Assignment
Filter these entries, keeping only lines that hold the word "case".

** Opening Input data block **

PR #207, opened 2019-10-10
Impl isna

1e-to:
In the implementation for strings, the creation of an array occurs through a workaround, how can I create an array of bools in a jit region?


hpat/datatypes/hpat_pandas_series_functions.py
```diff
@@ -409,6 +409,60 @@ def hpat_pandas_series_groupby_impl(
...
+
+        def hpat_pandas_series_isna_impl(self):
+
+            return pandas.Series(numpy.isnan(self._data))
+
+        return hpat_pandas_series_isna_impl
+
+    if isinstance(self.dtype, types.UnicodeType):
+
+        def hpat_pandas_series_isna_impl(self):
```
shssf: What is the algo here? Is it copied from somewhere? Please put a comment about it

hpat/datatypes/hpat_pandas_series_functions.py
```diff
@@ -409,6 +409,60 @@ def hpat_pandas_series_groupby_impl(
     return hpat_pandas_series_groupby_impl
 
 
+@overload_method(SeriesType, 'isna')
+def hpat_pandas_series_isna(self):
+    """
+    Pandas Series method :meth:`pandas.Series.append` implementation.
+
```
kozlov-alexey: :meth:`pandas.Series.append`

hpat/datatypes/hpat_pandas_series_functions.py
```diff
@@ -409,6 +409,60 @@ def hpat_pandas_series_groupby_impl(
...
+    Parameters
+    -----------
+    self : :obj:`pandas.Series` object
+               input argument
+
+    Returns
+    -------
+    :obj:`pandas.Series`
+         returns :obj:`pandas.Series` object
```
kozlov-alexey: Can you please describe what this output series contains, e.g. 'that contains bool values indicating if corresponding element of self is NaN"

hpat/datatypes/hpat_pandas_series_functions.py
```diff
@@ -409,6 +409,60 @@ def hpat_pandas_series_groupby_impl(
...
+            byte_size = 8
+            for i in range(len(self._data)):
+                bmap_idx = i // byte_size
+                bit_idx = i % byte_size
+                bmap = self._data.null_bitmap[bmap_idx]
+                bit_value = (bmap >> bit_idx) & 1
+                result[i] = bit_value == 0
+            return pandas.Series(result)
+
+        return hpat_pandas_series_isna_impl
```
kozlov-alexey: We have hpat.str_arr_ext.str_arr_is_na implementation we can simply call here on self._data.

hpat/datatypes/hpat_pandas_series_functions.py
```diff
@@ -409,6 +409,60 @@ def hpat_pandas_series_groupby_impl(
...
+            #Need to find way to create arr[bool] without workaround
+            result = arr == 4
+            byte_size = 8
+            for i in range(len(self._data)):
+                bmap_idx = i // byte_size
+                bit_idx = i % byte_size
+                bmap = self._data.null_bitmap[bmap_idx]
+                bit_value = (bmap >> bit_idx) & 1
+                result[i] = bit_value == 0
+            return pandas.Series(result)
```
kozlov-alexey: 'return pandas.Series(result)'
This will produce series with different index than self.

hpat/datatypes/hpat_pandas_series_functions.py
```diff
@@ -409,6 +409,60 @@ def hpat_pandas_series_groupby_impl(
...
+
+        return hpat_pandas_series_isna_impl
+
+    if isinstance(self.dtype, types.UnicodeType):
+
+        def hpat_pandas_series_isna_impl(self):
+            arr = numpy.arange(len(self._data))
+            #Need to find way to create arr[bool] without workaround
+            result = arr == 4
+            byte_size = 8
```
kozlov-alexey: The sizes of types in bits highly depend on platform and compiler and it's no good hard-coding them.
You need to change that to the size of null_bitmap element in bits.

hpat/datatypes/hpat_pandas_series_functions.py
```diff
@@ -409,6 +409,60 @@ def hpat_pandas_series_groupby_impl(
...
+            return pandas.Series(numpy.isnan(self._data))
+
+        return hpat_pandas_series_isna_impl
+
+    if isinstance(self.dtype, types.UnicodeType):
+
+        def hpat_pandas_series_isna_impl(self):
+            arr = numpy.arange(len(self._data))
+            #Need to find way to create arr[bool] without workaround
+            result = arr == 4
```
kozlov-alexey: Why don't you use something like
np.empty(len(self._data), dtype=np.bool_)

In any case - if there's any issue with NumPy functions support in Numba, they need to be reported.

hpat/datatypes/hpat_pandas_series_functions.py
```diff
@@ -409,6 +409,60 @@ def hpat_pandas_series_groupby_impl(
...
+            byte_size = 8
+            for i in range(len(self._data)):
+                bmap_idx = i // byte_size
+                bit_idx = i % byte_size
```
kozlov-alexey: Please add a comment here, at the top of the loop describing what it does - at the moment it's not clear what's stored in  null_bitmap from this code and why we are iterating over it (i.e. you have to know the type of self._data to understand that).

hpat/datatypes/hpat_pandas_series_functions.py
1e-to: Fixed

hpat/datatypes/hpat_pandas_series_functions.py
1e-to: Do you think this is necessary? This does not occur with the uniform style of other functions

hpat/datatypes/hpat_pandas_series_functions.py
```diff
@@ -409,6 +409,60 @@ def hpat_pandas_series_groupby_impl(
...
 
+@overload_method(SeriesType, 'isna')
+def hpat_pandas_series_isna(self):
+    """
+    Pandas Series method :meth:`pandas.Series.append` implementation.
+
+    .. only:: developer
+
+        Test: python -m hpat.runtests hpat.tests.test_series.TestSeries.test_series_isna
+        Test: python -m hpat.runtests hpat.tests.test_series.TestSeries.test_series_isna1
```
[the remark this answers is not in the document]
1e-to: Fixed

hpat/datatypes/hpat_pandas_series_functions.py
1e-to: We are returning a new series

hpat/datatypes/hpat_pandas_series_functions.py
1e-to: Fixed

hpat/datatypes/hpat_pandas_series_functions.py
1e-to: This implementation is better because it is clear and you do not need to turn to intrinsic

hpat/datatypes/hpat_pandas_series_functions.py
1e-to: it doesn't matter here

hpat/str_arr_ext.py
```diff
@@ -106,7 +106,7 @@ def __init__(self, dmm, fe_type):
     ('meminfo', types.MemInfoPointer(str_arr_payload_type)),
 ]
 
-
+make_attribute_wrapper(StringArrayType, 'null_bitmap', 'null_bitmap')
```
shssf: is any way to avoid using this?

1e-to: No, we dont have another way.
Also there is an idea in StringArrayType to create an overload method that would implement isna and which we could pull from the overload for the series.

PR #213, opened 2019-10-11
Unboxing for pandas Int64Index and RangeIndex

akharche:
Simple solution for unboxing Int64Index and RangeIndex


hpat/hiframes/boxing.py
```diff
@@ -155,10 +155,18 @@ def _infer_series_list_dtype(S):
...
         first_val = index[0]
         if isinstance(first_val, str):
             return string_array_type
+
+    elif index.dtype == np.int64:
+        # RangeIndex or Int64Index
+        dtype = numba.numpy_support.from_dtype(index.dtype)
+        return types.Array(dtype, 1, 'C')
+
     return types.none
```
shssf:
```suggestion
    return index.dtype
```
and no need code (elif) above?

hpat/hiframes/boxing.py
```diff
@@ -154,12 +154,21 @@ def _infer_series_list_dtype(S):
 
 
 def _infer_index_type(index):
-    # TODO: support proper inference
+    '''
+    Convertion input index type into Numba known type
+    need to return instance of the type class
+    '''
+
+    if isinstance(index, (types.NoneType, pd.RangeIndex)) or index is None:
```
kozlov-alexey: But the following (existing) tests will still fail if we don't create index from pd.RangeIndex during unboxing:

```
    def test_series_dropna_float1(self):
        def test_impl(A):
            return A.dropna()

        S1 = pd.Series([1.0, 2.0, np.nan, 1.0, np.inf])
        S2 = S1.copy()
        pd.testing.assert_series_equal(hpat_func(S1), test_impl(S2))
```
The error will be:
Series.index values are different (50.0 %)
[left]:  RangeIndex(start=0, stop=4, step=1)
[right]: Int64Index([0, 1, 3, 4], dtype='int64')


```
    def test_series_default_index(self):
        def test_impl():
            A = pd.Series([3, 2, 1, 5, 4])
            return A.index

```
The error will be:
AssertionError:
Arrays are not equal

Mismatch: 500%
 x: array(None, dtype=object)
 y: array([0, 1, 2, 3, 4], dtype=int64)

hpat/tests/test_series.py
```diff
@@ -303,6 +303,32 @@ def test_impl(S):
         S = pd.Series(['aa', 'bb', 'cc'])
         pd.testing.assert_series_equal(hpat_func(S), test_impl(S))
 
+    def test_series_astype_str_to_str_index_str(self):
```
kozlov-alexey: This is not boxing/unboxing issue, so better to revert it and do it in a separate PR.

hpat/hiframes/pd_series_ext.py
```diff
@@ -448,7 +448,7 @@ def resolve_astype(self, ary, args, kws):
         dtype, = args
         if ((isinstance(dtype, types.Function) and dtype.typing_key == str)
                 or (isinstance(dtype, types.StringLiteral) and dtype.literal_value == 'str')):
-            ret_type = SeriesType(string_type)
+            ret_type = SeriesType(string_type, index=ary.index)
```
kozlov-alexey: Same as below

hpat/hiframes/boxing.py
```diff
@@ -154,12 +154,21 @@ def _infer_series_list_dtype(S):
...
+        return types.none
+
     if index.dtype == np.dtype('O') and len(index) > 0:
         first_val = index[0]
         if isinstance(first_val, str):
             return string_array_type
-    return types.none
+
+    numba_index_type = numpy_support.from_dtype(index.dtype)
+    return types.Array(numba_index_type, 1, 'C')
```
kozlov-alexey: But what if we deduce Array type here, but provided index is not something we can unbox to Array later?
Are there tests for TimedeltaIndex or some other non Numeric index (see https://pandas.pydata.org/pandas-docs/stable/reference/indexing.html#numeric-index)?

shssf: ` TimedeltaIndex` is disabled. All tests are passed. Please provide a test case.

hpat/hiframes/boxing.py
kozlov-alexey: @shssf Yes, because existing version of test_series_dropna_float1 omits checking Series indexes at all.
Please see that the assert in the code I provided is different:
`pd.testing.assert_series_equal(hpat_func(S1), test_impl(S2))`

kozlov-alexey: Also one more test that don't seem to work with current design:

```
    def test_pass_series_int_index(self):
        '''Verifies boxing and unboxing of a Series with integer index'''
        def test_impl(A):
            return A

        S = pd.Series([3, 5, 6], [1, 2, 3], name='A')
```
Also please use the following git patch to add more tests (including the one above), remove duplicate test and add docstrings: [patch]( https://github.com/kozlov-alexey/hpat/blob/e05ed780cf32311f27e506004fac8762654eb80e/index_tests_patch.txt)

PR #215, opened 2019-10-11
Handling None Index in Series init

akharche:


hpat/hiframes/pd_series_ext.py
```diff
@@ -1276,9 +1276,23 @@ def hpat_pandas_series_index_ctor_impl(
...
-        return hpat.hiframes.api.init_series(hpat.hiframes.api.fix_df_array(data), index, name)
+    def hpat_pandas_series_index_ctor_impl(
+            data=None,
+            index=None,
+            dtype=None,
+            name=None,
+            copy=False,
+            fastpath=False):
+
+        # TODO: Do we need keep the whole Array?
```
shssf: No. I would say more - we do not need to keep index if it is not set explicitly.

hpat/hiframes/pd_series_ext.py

** Closing Input data block **
** Opening Input data block **

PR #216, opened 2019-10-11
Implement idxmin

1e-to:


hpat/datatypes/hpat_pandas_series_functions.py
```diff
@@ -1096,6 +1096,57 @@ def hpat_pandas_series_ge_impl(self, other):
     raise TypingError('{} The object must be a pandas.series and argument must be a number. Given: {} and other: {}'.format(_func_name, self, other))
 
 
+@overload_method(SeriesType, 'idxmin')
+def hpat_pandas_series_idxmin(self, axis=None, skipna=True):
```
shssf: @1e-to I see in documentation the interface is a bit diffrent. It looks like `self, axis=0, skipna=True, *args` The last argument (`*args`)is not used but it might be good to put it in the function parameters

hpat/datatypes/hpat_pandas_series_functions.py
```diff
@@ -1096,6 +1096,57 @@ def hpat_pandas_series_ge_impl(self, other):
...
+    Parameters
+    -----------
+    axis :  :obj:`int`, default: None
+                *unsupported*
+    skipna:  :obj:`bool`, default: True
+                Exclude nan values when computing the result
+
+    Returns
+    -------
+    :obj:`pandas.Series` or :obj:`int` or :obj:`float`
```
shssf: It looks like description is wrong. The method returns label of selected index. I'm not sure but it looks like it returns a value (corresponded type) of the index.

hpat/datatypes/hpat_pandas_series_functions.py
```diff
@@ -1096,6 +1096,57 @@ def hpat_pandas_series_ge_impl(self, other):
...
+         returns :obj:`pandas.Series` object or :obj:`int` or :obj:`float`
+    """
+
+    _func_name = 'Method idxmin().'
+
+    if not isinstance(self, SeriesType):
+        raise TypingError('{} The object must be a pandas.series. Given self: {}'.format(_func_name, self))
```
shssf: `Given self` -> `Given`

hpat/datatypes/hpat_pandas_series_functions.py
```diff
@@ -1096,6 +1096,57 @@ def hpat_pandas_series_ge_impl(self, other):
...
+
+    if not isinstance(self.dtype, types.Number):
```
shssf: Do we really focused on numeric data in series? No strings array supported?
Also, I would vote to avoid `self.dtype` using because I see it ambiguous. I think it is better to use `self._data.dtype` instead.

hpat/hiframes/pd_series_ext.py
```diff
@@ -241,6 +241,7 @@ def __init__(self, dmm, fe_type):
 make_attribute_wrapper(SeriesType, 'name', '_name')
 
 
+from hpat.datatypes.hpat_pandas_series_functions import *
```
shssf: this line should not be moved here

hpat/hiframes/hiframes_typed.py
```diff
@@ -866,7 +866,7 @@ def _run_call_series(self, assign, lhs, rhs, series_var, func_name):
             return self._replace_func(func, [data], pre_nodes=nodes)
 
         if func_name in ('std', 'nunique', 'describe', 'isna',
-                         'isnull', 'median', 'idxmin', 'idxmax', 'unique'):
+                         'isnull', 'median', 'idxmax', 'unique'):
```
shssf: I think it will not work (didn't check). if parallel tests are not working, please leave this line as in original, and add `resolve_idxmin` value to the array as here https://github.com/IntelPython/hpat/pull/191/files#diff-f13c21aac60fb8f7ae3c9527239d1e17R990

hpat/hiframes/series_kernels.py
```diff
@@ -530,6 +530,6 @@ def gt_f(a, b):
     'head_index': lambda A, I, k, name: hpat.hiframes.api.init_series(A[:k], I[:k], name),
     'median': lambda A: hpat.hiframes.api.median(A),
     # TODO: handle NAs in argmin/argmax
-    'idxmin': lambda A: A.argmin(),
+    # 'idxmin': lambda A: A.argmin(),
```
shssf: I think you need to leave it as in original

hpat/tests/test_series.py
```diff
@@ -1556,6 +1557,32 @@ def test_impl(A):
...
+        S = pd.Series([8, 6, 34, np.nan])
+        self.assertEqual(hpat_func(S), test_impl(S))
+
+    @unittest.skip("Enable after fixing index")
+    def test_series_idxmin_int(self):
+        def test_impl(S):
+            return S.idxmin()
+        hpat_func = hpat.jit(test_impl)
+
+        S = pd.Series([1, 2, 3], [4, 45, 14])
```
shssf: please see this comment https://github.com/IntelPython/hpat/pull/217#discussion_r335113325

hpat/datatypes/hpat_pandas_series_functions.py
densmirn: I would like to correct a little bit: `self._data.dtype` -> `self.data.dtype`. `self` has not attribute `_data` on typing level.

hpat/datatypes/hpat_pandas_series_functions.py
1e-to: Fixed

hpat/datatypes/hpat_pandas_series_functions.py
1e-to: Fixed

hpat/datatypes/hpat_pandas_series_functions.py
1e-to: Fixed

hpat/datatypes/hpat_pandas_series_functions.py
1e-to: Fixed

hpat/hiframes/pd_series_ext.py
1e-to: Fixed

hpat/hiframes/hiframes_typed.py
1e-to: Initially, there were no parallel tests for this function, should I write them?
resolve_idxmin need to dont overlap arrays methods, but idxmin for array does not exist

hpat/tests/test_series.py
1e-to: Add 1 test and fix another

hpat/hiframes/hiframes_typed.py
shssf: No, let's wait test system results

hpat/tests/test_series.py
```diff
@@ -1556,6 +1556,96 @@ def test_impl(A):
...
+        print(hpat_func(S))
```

** Closing Input data block **

Answer box
In any case - if there's any issue with NumPy functions support in Numba, they need to be reported.
shssf: ` TimedeltaIndex` is disabled. All tests are passed. Please provide a test case.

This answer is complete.